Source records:
PR #3184, opened 2026-09-03
fullsend: review on-demand only

TomasTomecek:
TODO:

- [ ] Let's see if fullsend likes this change :)

RELEASE NOTES BEGIN

Internal change

RELEASE NOTES END


.github/workflows/fullsend.yaml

§ The task: Output the lines from the one with "Internal change" through the end of the records above, exactly, including both ends, and nothing besides.

§ Answer to this exercise:
Internal change

RELEASE NOTES END


.github/workflows/fullsend.yaml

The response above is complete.